# Just installed KO4s. Now what?



## jeffski1 (Jul 14, 2006)

I'll try and keep this short and to the point. One of my turbos blew on my Allroad 2.7T. This is my daily driver, so I of course had to get it repaired asap. Luckily, I already had a pair of KO4s (part of the deal when I bought the car). I gave them to my mechanic to install and I now have the car back, but....
Ahhh...can you see where this is going???
Yep, a stock 2.7T with a pair of KO4s. It gets me to work, but it really doesn't work.
So here is my question...what else am I going to need to complete this upgrade? I need a parts list and opinions on the different companies I can buy the parts from (pro and cons).
Normally, I love reading the forums, to learn and educate myself, but I just don't have time right now to sift through the hundreds of posts on this subject. Normally, I would, but I feel a little pressed for time as the car just doesn't drive right now.

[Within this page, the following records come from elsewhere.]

PR #118, opened 2026-07-07
Feature: OAuth Validation Endpoint

sdewhitt:
*Issue #43*

Allow customers to conveniently validate their OAuth 2.0 broker configs via /api/aws/auth/validate/oauth with more descriptive (but safe) error messages instead of blindly guessing error causes, changing the config, and restarting the broker (~30 min per restart).

This endpoint extends off of the validation endpoint introduced in PR #55, with this PR focusing on OAuth. The shared framework (Cowboy handler, registry, concurrency semaphore, backend behaviour, config schema, audit logging) is reused unchanged; this PR adds the OAuth backend, its https-only SSRF address policy, OIDC discovery, and JWKS well-formedness checking.

**Scope: reachability + JWKS well-formedness.** Without a real access token we cannot assert end-to-end token verification (signature/aud/scope against a live JWT). What we *can* confirm is that the signing-key source the broker would use is reachable, TLS-valid, and serves a well-formed JWKS. So an `ok` (204) means every configured HTTPS endpoint resolved and connected over TLS, and the JWKS endpoint returned HTTP 200 with a JSON object containing a non-empty `"keys"` array. It does **not** mean any particular token will validate -- the same caveat the LDAP `dn_lookup_base` and HTTP reachability checks carry, and it must be reflected in customer docs so the result is not over-trusted. A credentialed mode (accept a real token + assert full decode/verify against the fetched keys with `verify_aud`/`resource_server_id`) is intentionally deferred.

### Core subsystem (src/aws_auth_validate_oauth)
  - aws_auth_validate_oauth -- the OAuth backend (aws_auth_validate_backend behaviour: method_name/0, validate/1, allowed_fields/0). Pipeline: pure input validation (URL/resource_server_id/ssl_options shape) → SSRF address guard → assume-role + ARN resolution (cacertfile/certfile/keyfile) → ephemeral httpc probe over (m)TLS → optional OIDC discovery → JWKS fetch + well-formedness check → fixed-category result.
  - **OIDC discovery:** when only `issuer` is given, the backend fetches `{issuer}/.well-known/openid-configuration`, JSON-decodes it, and extracts `jwks_uri`; the derived URL is re-run through the SSRF guard and resolve-and-pin before it is fetched. A discovery doc that is unreachable or lacks `jwks_uri` maps to `auth_failed`.
  - **JWKS well-formedness:** success requires HTTP 200 AND a body that decodes to a JSON object whose `"keys"` is a non-empty array. A reachable endpoint that returns a non-200, an empty `"keys":[]`, or a non-JWKS body is `auth_failed` (reachable but not serving a usable signing-key source) -- this closes the false-pass where `jwks_uri` points at some other 200-returning service.
  - URL parsing rejects non-https schemes, out-of-range ports, userinfo (`user:pass@host`), and pre-existing query strings (OIDC discovery appends its own well-known path).
  - Accepted request fields mirror the customer's `oauth2.*` config so a config can be pasted as-is: `jwks_uri` and/or `issuer` (at least one required), `resource_server_id` (optional, non-empty-string check only -- not network-probed), and `ssl_options` (`verify`, `depth`, `versions`, `sni`, `cacertfile_arn`, `certfile_arn`, `keyfile_arn`).
  - Mutual TLS: `certfile_arn` (S3-hosted client cert PEM) + `keyfile_arn` (Secrets Manager client key PEM) are resolved and decoded into in-memory ssl `{cert,_}`/`{key,_}` options. `verify_peer` with no obtainable trust anchor fails loudly (`tls_failed`) rather than silently downgrading to `verify_none`.

### SSRF address policy (the central security concern, as with HTTP)
  Like HTTP, the validator issues requests to customer-supplied URLs from the broker's network position, so SSRF is front-and-center. Two-phase guard:
  - **Pure phase:** scheme allowlist (**https only** -- stricter than HTTP's http+https, since signing keys must travel over TLS) + literal-IP classification against a broker-infra denylist, before any DNS or network.
  - **Network phase:** resolve the host to all A/AAAA records, deny if any is infra, then connect to the **pinned IP literal** (original hostname kept only in the Host header + SNI) so httpc cannot re-resolve to a different address -- the DNS-rebinding/TOCTOU defense. This also covers the `issuer`-derived `jwks_uri`, which is guarded and pinned before it is fetched.
  - Denylist is **broker-infra only** (IMDS 169.254.169.254 + fd00:ec2::254, loopback, link-local, unspecified), with v6-embedded-v4 unwrapping (mapped/compatible/NAT64/6to4) so a v6 encoding cannot smuggle a denied v4. RFC1918 / unique-local are **deliberately allowed** -- a customer's IdP may live in their VPC. Redirects are not followed.

### Config (priv/schema/aws.schema, aws_sup, registry)
  - No new config schema or supervised workers: the OAuth method reuses the existing `aws.auth_validation.*` settings and the concurrency semaphore.
  - The `oauth` method is **opt-in** in the registry (defaults disabled even when `ldap` is enabled), so enabling validation for LDAP does not silently bring the OAuth probe online -- same posture as `http`.

### Tests
  - aws_auth_validate_oauth_tests (eunit, 45 tests): behaviour callbacks; pure input validation (missing-both jwks_uri/issuer, non-https scheme, URL shape -- userinfo/query/port, resource_server_id, every ssl_options fixed reason including the mTLS cert-without-key pairing); SSRF classify_ip (IMDS/loopback/link-local denied, v6-encoded IMDS denied) and the loopback-relax flag; mocked-network JWKS well-formedness (valid → ok, empty `keys` / non-JWKS body / non-200 → auth_failed, transport error → connection_failed); mocked OIDC discovery (success, missing jwks_uri → auth_failed); the assume_role guardrail (an ARN-referencing request with no configured role → config_conflict with resolve never called; with a role → resolves and succeeds; a no-ARN reachability request needs no role); and R6 no-leak (a resolved secret never appears in a rendered error).
  - aws_auth_validate_oauth_SUITE (Common Test, 10 cases): an in-process inets stub HTTPS server (self-signed and CA-signed listeners) exercises the real httpc probe end to end -- direct-jwks_uri success, issuer → OIDC discovery → derived jwks_uri success, empty/non-JWKS/non-200 JWKS bodies → auth_failed, discovery doc lacking jwks_uri → auth_failed, closed port → connection_failed, self-signed under `verify_peer` → tls_failed, the `verify_peer` + customer-CA (`cacertfile_arn`) success path (regression guard that the CA is passed to ssl as raw DER, and end-to-end proof of the assume_role → ARN-resolve path), and a response-contract guard that no fixed reason leaks the target host/port/URL. Skips gracefully if openssl or the local stub is unavailable.
  - aws_auth_validate_mgmt_SUITE: oauth dispatch cases -- disabled-by-default (opt-in) → 404, enabled + mocked dispatch → 204, no-secret-in-response.
  - Internal helpers are exposed under `-ifdef(TEST)` for direct unit coverage, mirroring the LDAP/HTTP backends.

### Refactors included in this PR
  Two follow-on changes ride with the OAuth backend; both are behaviour-preserving (all existing tests unchanged) and land as their own commits for review.

  1. **OAuth catch-up to the LDAP/HTTP parity fixes.** The OAuth backend was authored before several security fixes landed in the LDAP/HTTP backends and had drifted behind. Ported: the assume_role guardrail (resolving any ssl_options ARN requires a configured `aws.arns.assume_role_arn`; refuse with `config_conflict` rather than fall back to the broker EC2 instance role); the httpc profile-scan fix (claim a pool slot only by starting it and advance past `already_started`/`already_present` instead of stealing a peer's in-use profile); the cacerts-DER fix (pass raw `'Certificate'` DER to ssl, not `pem_entry_decode` records, which ssl silently ignores → unknown_ca → spurious tls_failed); and the loopback SSRF toggle (`auth_validation_allow_private_networks`, relaxing only loopback for local integration tests -- IMDS/link-local stay denied).

  2. **Shared-module extraction (ssl / net / httpc).** The three backends carried ~1000 lines of byte-identical code, so every security fix had to be applied three times or drift (which is how OAuth fell behind in the first place). Extracted into three modules: `aws_auth_validate_ssl` (ARN resolution + assume-role guardrail, ssl_options validation, PEM decoders, verify-default policy, TLS-error classification, bounded timeout), `aws_auth_validate_net` (the SSRF/DNS-rebinding guard, parameterized by a policy map), and `aws_auth_validate_httpc` (the ephemeral profile pool). Backend surface differences are absorbed by options maps; each backend keeps its own fixed reason strings. **The LDAP backend deliberately does not share `aws_auth_validate_net`** -- its address policy is stricter (it denies all private/RFC1918/CGNAT ranges, not just broker infra), so it keeps its own classifier. Net effect: http 1277 → 748 lines, oauth 1073 → 593, ldap 1142 → 1058. A new `aws_auth_validate_shared_tests` (9 tests) locks in cross-backend equivalence (http/oauth classify_ip parity across the v4/v6 matrix, loopback-flag parity, resolve_arn fail-closed) and pins the *intentional* http-vs-oauth scheme divergence so a future refactor cannot accidentally unify it.

### Response contract
  Reuses the existing fixed category set -- **no new category** is introduced. All failures return `{"error": "<category>", "message": "<constant>"}`, never a raw httpc error, target URL, response body, or resolved secret.
  OAuth-relevant categories: input_invalid / connection_failed / tls_failed (400), auth_failed (422, borrowed for "reachable but not a usable JWKS/OIDC document"), config_conflict (422, for an ARN-referencing request with no configured assume_role), plus the inherited pipeline-level categories. 204 on success.

### Security notes
  - Method disabled by default and opt-in even when other methods are enabled; admin-tag gated.
  - Ephemeral connections only, on a dedicated per-validation httpc profile (no pooled/reused TLS sessions, so one validation's client identity cannot leak into the next). No broker/auth-backend state mutation.
  - ARNs (cacertfile/certfile/keyfile) are resolved only after all pure input validation passes, so malformed requests never trigger a secret fetch; resolution requires a configured assume_role and never uses the broker instance role.
  - `assume_role` (request-supplied) is deliberately not accepted (confused-deputy on the broker's global AWS credentials), consistent with #55 and #66.
  - https-only: plaintext signing-key sources are rejected up front.

### Excluded from this PR
  - **Credentialed / full token verification** (accept a real access token and assert signature/aud/scope against the fetched keys) -- needs a real test token and a definition of "expected outcome"; deferred.
  - **CGNAT (100.64.0.0/10) blocking** -- like the HTTP backend, OAuth blocks only broker-owned infra and allows customer-VPC ranges (a customer IdP may live there), so CGNAT is intentionally allowed. This follows the same denylist policy as #66; the LDAP backend's stricter all-private-ranges block is a separate, deliberate policy.


the-mikedavis (approved):
I pushed up a small regression test addition but otherwise I have no notes. Nice one! 🚀

lukebakken (approved):
Approving.

Reviewed all 12 files: the three extracted shared modules (`aws_auth_validate_ssl` / `_net` / `_httpc`), the new OAuth backend, the registry/schema wiring, and both refactored backends against the merge base.

The shared-module extraction is a faithful, near-mechanical lift of previously byte-identical code; LDAP and HTTP now delegate, with the per-backend R4 reason strings kept local so wording and existing tests are unchanged. The OAuth backend mirrors the reviewed HTTP backend, and the security-critical paths hold up:

- SSRF/DNS-rebinding: https-only allowlist (stricter than HTTP), v6-embedded-v4 unwrapping, resolve-and-pin, `autoredirect=false`, and the issuer-derived `jwks_uri` re-guarded and pinned before fetch. `oidc_discovery_jwks_uri_ssrf_denied_test_` now nails that last path shut (valid JWKS served at the IMDS target, so a pass can only come from the guard firing; asserts a single `httpc:request`, never the denied fetch)
- assume_role guardrail: the `none` credential sentinel makes the instance role unreachable by construction on the no-ARN branch; tested config_conflict / resolves-with-role / no-ARN-needs-none
- R6: network section wrapped to a fixed category; no-secret-leak asserted in unit, CT, and mgmt suites
- opt-in: `oauth` in `?OPT_IN_METHODS`, 404-by-default verified

Verified locally: eunit 464/464; dialyzer at the pre-existing baseline with zero warnings in any of the four new modules; xref clean; `aws_auth_validate_oauth_SUITE` 10/10 (incl. `custom_ca_verify_peer_returns_ok`, exercising assume_role + the cacerts-as-DER path end to end, and `self_signed_verify_peer_returns_tls_failed`); `aws_auth_validate_mgmt_SUITE` oauth group green (404 / 204 / no-secret) with all pre-existing groups unaffected.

Again, I am looking for a list of parts that I am going to need and opinions on the different parts suppliers I could purchase the parts from (AWE, Autospeed, ECS, Etc.)
Thanks


----------



## GLS-S4 (Jun 6, 2005)

*Re: Just installed KO4s. Now what? (jeffski1)*

When you mention "it doesn't drive right", can you comment a little more about your observations... what is not right?
You should have noticed a slight shift upwards in the torque curve and an additional ~15-20HP.
What are your power goals?
Components that will compliment K04's is a chip, piggie pipes / aftermarket downpipes, cat back exhaust, clutch / TC, upgraded engine and trans mounts, bigger intercoolers, maintenance items such as TB Kit, plugs, sensors, air filter and if needed darintake airbox mod, the list grows from here, etc.


----------



## jeffski1 (Jul 14, 2006)

*Re: Just installed KO4s. Now what? (GLS-S4)*

Thanks GLS-S4 your comments.
I will try and explain what I mean by 'doesn't drive right'. Basically, when I 'step on it', the car really starts to pull strong (noticably more the the KO3s), but only for a breif moment, then something pulls in the reigns and the power all but disappears. I was guessing the computer doesn't know what to do with all the extra air it's getting, but I don't know.
As for 'power goals', I don't have any. My plan was to install the bigger turbos that came with the car when the stock ones died, do some research to learn what is right for the new set up, and except the outcome. Unfortunately, one turbo died before I was ready financially and edjumacatedly (but isn't that how it always happens). 
So right now, I am just trying to figure out what's best for the car in it's current state. I can't afford exhaust, bigger intercoolers, down pipes, etc at this stage. Not after dropping a few grand unexpectedly just on getting the car up and running again. Some day, hopefully, I will be able to install all those goodies.
I guess what I am looking for is opinions on what a basic stage I kit for KO4s is, what brands to shop for and brands to stay away from, and where to buy or whom to buy from.
Cheers


----------



## GLS-S4 (Jun 6, 2005)

*Re: Just installed KO4s. Now what? (jeffski1)*


_Quote, originally posted by *jeffski1* »_
Basically, when I 'step on it', the car really starts to pull strong (noticably more the the KO3s), but only for a breif moment, then something pulls in the reigns and the power all but disappears. I was guessing the computer doesn't know what to do with all the extra air it's getting, but I don't know.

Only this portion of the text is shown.